C'est un plaisir de voir les jumelles sur scène. Très à l'aise, elles
plaisantent, se chamaillent gentiment, font des bonds en tirant sur
leur pantalon pour le remonter. Ca c'est de la vraie femme comme je les
aime, qui se renifle sous les bras ! Elles interpellent les
musiciens de gros "yok !" et d'éclats de rire tonitruants qui tranchent
avec leur douce voix quand elles chantent.
Dès le premier titre, "Tipp City" (hourrah !), j'ai su que ça allait
bien se passer. Tous les albums y sont passés. Les titres de Mountain Battles,
le dernier, passaient très bien en concert. "Bang On", "Overglazed", "It's the Love"...

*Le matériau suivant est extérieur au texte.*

PR #2790, opened 2018-08-03
STORM-3175 - Allow usage of custom Callback.

dfdemar:
[STORM-3175](https://issues.apache.org/jira/browse/STORM-3175)

### DIFF
--- a/external/storm-kafka-client/src/main/java/org/apache/storm/kafka/bolt/KafkaBolt.java
+++ b/external/storm-kafka-client/src/main/java/org/apache/storm/kafka/bolt/KafkaBolt.java
@@ -24,6 +24,7 @@ import java.util.concurrent.ExecutionException;
 import java.util.concurrent.Future;
 import org.apache.kafka.clients.producer.Callback;
 import org.apache.kafka.clients.producer.KafkaProducer;
+import org.apache.kafka.clients.producer.Producer;
 import org.apache.kafka.clients.producer.ProducerRecord;
 import org.apache.kafka.clients.producer.RecordMetadata;
 import org.apache.storm.kafka.bolt.mapper.FieldNameBasedTupleToKafkaMapper;
@@ -58,10 +59,11 @@ public class KafkaBolt<K, V> extends BaseTickTupleAwareRichBolt {
 
     public static final String TOPIC = "topic";
 
-    private KafkaProducer<K, V> producer;
+    private Producer<K, V> producer;
     private OutputCollector collector;
     private TupleToKafkaMapper<K,V> mapper;
     private KafkaTopicSelector topicSelector;
+    private PreparableCallback providedCallback;
     private Properties boltSpecifiedProperties = new Properties();
     /**
      * {@see KafkaBolt#setFireAndForget(boolean)} for more details on this. 
@@ -98,6 +100,16 @@ public class KafkaBolt<K, V> extends BaseTickTupleAwareRichBolt {
         return this;
     }
 
+    /**
+     * Sets a user defined callback for use with the KafkaProducer.
+     * @param producerCallback user defined callback
+     * @return this
+     */
+    public KafkaBolt<K, V> withProducerCallback(PreparableCallback producerCallback) {
+        this.providedCallback = producerCallback;
+        return this;
+    }
+
     @Override
     public void prepare(Map<String, Object> topoConf, TopologyContext context, OutputCollector collector) {
         LOG.info("Preparing bolt with configuration {}", this);
@@ -118,6 +130,10 @@ public class KafkaBolt<K, V> extends BaseTickTupleAwareRichBolt {
             }
         }
 
+        if (providedCallback != null) {
+            providedCallback.prepare(topoConf, context);
+        }
+
         producer = mkProducer(boltSpecifiedProperties);
         this.collector = collector;
     }
@@ -125,8 +141,30 @@ public class KafkaBolt<K, V> extends BaseTickTupleAwareRichBolt {
     /**
      * Intended to be overridden for tests.  Make the producer with the given props
      */
-    protected KafkaProducer<K, V> mkProducer(Properties props) {
+    protected Producer<K, V> mkProducer(Properties props) {
         return new KafkaProducer<>(props);
+    }
+
+    /**
+     * Creates the Callback to send to the Producer. Using this Callback will also execute
+     * the user defined Callback, if provided.
+     */
+    private Callback createProducerCallback(final Tuple input) {
+        return (ignored, e) -> {
+            synchronized (collector) {
+                if (e != null) {
+                    collector.reportError(e);
+                    collector.fail(input);
+                } else {
+                    collector.ack(input);
+                }
+
+                // User defined Callback
+                if (providedCallback != null) {
+                    providedCallback.onCompletion(ignored, e);
+                }
+            }
+        };
     }
 
     @Override
@@ -142,21 +180,11 @@ public class KafkaBolt<K, V> extends BaseTickTupleAwareRichBolt {
                 Callback callback = null;
 
                 if (!fireAndForget && async) {
-                    callback = new Callback() {
-                        @Override
-                        public void onCompletion(RecordMetadata ignored, Exception e) {
-                            synchronized (collector) {
-                                if (e != null) {
-                                    collector.reportError(e);
-                                    collector.fail(input);
-                                } else {
-                                    collector.ack(input);
-                                }
-                            }
-                        }
-                    };
+                    callback = createProducerCallback(input);
+                } else if (providedCallback != null) {
+                    callback = providedCallback;
                 }
-                Future<RecordMetadata> result = producer.send(new ProducerRecord<K, V>(topic, key, message), callback);
+                Future<RecordMetadata> result = producer.send(new ProducerRecord<>(topic, key, message), callback);
                 if (!async) {
                     try {
                         result.get();
@@ -207,7 +235,7 @@ public class KafkaBolt<K, V> extends BaseTickTupleAwareRichBolt {
     public void setAsync(boolean async) {
         this.async = async;
     }
-    
+
     @Override
     public String toString() {
         return "KafkaBolt: {mapper: " + mapper 
--- a/external/storm-kafka-client/src/test/java/org/apache/storm/kafka/bolt/KafkaBoltTest.java
+++ b/external/storm-kafka-client/src/test/java/org/apache/storm/kafka/bolt/KafkaBoltTest.java
@@ -17,73 +17,147 @@
  */
 package org.apache.storm.kafka.bolt;
 
+import static org.hamcrest.CoreMatchers.is;
+import static org.hamcrest.MatcherAssert.assertThat;
 import static org.mockito.ArgumentMatchers.any;
-import static org.mockito.ArgumentMatchers.argThat;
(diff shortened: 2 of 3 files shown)


external/storm-kafka-client/src/main/java/org/apache/storm/kafka/bolt/KafkaBolt.java
```diff
@@ -129,6 +140,27 @@ public void prepare(Map<String, Object> topoConf, TopologyContext context, Outpu
...
+            synchronized (collector) {
+                if (e != null) {
+                    collector.reportError(e);
+                    collector.fail(input);
+                } else {
+                    collector.ack(input);
+                }
+
+                // User defined Callback
+                if (providedCallback != null) {
```
dfdemar: The original behavior of the Callback is pretty important so we probably don't want a user-defined Callback to completely erase the original behavior. If the intent _**is**_ to totally redefine the Callback then one can simply subclass `KafkaBolt` and explicitly override `mkProducerCallback()`.

external/storm-kafka-client/src/main/java/org/apache/storm/kafka/bolt/KafkaBolt.java
```diff
@@ -62,6 +62,7 @@
     private OutputCollector collector;
     private TupleToKafkaMapper<K,V> mapper;
     private KafkaTopicSelector topicSelector;
+    private Callback providedCallback;
```
srdo: I think we need to define our own interface for this. Callback isn't serializable, so Storm won't be able to transfer it from the Nimbus submitter to the worker JVM.

external/storm-kafka-client/src/main/java/org/apache/storm/kafka/bolt/KafkaBolt.java
```diff
@@ -129,6 +140,27 @@ public void prepare(Map<String, Object> topoConf, TopologyContext context, Outpu
         return new KafkaProducer<>(props);
     }
 
+    /**
+     * Make the producer Callback. Using this Callback will also execute the user defined Callback, if provided.
+     */
+    protected Callback mkProducerCallback(final Tuple input) {
```
srdo: I'm not sure we want to make this protected. The default makes use of some private fields (e.g. collector), so subclasses won't be able to implement this properly, and I'm also not really understanding why someone would need to override this, since the code that is already here is pretty important to the bolt working correctly.

external/storm-kafka-client/src/main/java/org/apache/storm/kafka/bolt/KafkaBolt.java
srdo: Also I'm not sure exactly what someone implementing this interface would need, but maybe we should add a prepare method to the interface as well, so people who need some configuration or the topology context can get access? What do you think?

external/storm-kafka-client/src/test/java/org/apache/storm/kafka/bolt/KafkaBoltTest.java
```diff
@@ -37,38 +39,48 @@
 import org.apache.storm.tuple.Tuple;
 import org.junit.Test;
 import org.mockito.ArgumentMatcher;
+import org.mockito.internal.util.MockUtil;
```
srdo: I would prefer not to use internal classes. I think https://static.javadoc.io/org.mockito/mockito-core/2.20.0/org/mockito/Mockito.html#mocking_details can do the same thing.

external/storm-kafka-client/src/test/java/org/apache/storm/kafka/bolt/KafkaBoltTest.java
```diff
@@ -37,38 +39,48 @@
...
         bolt.withTopicSelector("MY_TOPIC");
-        
+
+        return bolt;
+    }
+
+    @SuppressWarnings({ "unchecked", "serial" })
+    @Test
+    public void testSimple() {
+        final KafkaProducer<String, String> producer = mock(KafkaProducer.class);
```
srdo: I'm wondering if we would be better off using https://kafka.apache.org/10/javadoc/org/apache/kafka/clients/producer/MockProducer.html? Our own stubbing ends up doing some weird things, e.g. returning null from `send`.

dfdemar: That's a possibility, though `KafkaBolt` has `KafkaProducer` as a private field so `MockProducer` can't be used. That could be fixed by changing that field to a `Producer` interface instead.

external/storm-kafka-client/src/test/java/org/apache/storm/kafka/bolt/KafkaBoltTest.java
dfdemar: Nice, didn't know about that one.

external/storm-kafka-client/src/test/java/org/apache/storm/kafka/bolt/KafkaBoltTest.java
srdo: That would be fine.

external/storm-kafka-client/src/main/java/org/apache/storm/kafka/bolt/KafkaBolt.java
dfdemar: I can change to `private`.

dfdemar: Fair point. I'll change it to `private`.

external/storm-kafka-client/src/main/java/org/apache/storm/kafka/bolt/KafkaBolt.java
dfdemar: What about something like this? Not sure if `OutputCollector` is necessary or not.

```java
public interface PreparedCallback extends Callback, Serializable {
    void prepare(Map<String, Object> topoConf, TopologyContext context, OutputCollector outputCollector);
}
```

So if the `PreparedCallback` is not null, then KafkaBolt would call `.prepare()` during `KafkaBolt.prepare()`.

The one concern I have is that it might be open for abuse by tempting people to use it to inject logic into the bolt preparation that's unrelated to Kafka publishing.

srdo: That looks good to me. I'm also not sure about the collector, but I'd maybe lean toward not including it. The callback won't have access to incoming tuples, so the only use would be if someone wanted the callback to emit a new unanchored tuple.

I wouldn't worry about people misusing the prepare method. They can just as easily override the bolt's prepare method.

external/storm-kafka-client/src/test/java/org/apache/storm/kafka/bolt/KafkaBoltTest.java
```diff
@@ -17,73 +17,140 @@
...
+        LOG.info("GOT {} ->", arg);
+        LOG.info("{}, {}, {}", arg.topic(), arg.key(), arg.value());
+        assertThat(arg.topic(), is("MY_TOPIC"));
+        assertThat(arg.key(), is(key));
+        assertThat(arg.value(), is(value));
+
+        // Complete the send
+        producer.completeNext();
+        verify(collector).ack(testTuple);
+        verify(customCallback).onCompletion(any(), any());
```
srdo: Nit: Can we be more specific about the parameters here, or would that be hard to do?

dfdemar: Do you mean in regards to the `any()`? I'll see if I can make it a little better.

srdo: Yes. It's nitpicking though, so if it's not super easy don't worry about it. Either way, please squash to one commit when you want this merged.

dfdemar: No problem.

dfdemar: I was able to make it a little better. I went ahead and squashed the commits and it should be okay to merge now.

dfdemar:
@srdo Ready to merge!

uddhavarote:
Hey, thanks for this update. Without this update, one would end up (re)writing a bolt like KafkaBolt with similar functionality but different  `OnCompletion` function, like I am doing currently for extracting the `timestamp` (message's ingest time) from `RecordMetadata` and passing it to the next bolt with current `Tuple` fields. 

However, even with this update, I am afraid if I will be able to do the similar `OnCompletion` thing I am currently doing by rewriting the bolt.
The implemented `OnCompletion`  function looks  like ↓
```
@Override
public void onCompletion(RecordMetadata metadata, Exception e) {
  boolean hasNextBolt = appConf.getBooleanOrDefault(, true);
  synchronized (collector) {
    if (e != null) {
      collector.reportError(e);
    } else {
        if (hasNextBolt) {
          Long field1 = metadata.timestamp(); 
          Long field2 = input.getLongByField(...);
          String field3 = input.getStringByField(...);
          collector.emit( input, new Values(field1, field2, field3));
       }
        collector.ack(input);
    }
  }
}
```
Since, there is no reference to the`Tuple` object in the  `PreparableCallback` interface, how can something like above be achieved? 
If not achievable, is it a good idea to give reference to `Tuple` in the said interface allowing further new emits (in `OnCompletion()`) of tuples composed of new fields `field1`and fields from current tuple `field2, field3`?

srdo:
@uddhavarote I wasn't sure if anyone needed the ability to emit new tuples after writing to Kafka, because you can still do further processing by adding another topology (or a new spout to your current topology) that reads from your target topic. There are some minor drawbacks to doing more processing after writing to Kafka the way your snippet does it. Either you emit the new tuple unanchored and you won't get at-least-once processing for the part of the topology after the KafkaBolt, or you anchor it to the input tuple like you do in your snippet, and risk adding the same tuples to Kafka multiple times. If the bolt after the KafkaBolt fails the tuple, the entire topology is repeated, including the KafkaBolt.

I'm not opposed to adding the collector to `prepare` as well as giving you access to the input tuple in the callback, but I think you should be aware of the drawbacks of laying out your topology like this.


Just for illustration, what I'm proposing is this 
```
Data Source -> Your topology here -> KafkaBolt -> Topic A -> KafkaSpout -> Bolt handling metadata timestamp
```

rather than 
```
Data Source -> Your topology here -> KafkaBolt -> Topic A
                                               -> Bolt handling metadata timestamp
```

uddhavarote:
@srdo Thanks for the details. Yeah, I am aware of the drawbacks. But I think emitting this next tuple into a different stream, not `default` stream,  should not replay the tuples in case of failure. That way, we create disjoint streams after the Kafka bolt.

The proposed topology looks good, however, say access to `Topic A` is not available due to the authorization or only `RecordMetadata` is required, there is no point in reading the whole topic.  I think one would be better off emitting the next tuple in the same topology rather than writing a new topology to read the data from `RecordMetadata`.

I would like to suggest that the access to the `Tuple` be provided. along with a note about the consequences in such a case.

Mélodiques, sautillantes, je les ai aussitôt adoptées. La fraîcheur des
chansons, cette fameuse touche Breeders qui me surprend toujours,
ressort encore plus en direct. Je pense que Kim Deal est une des
meilleurs compositrices rock actuellement. Toujours très simples en
apparences, sans surproduction, ses chansons présentent des
constructions parfaites, aux mélodies séduisantes et subtiles, sans
longueurs superflues : souvent une fin nette et brutale, au lieu d'un
énième refrain, suffisamment frustrante pour donner envie de repasser
la chanson sur le champ.
Les titres alternent puissance et délicatesse, tel le très doux "Here No More" qui m'a bercée avant de dégénérer en fou rire chez les deux soeurs. Comme on pouvait s'y attendre, elles ont eu un joli succès avec "Cannonball" et tous les titres de Last Splash joués ce soir-là. Un seul rappel, attaqué avec un "Overglazed" enthousiaste et ses "I can feel it !" déclamés avec concentration par une Kim Deal au clavier.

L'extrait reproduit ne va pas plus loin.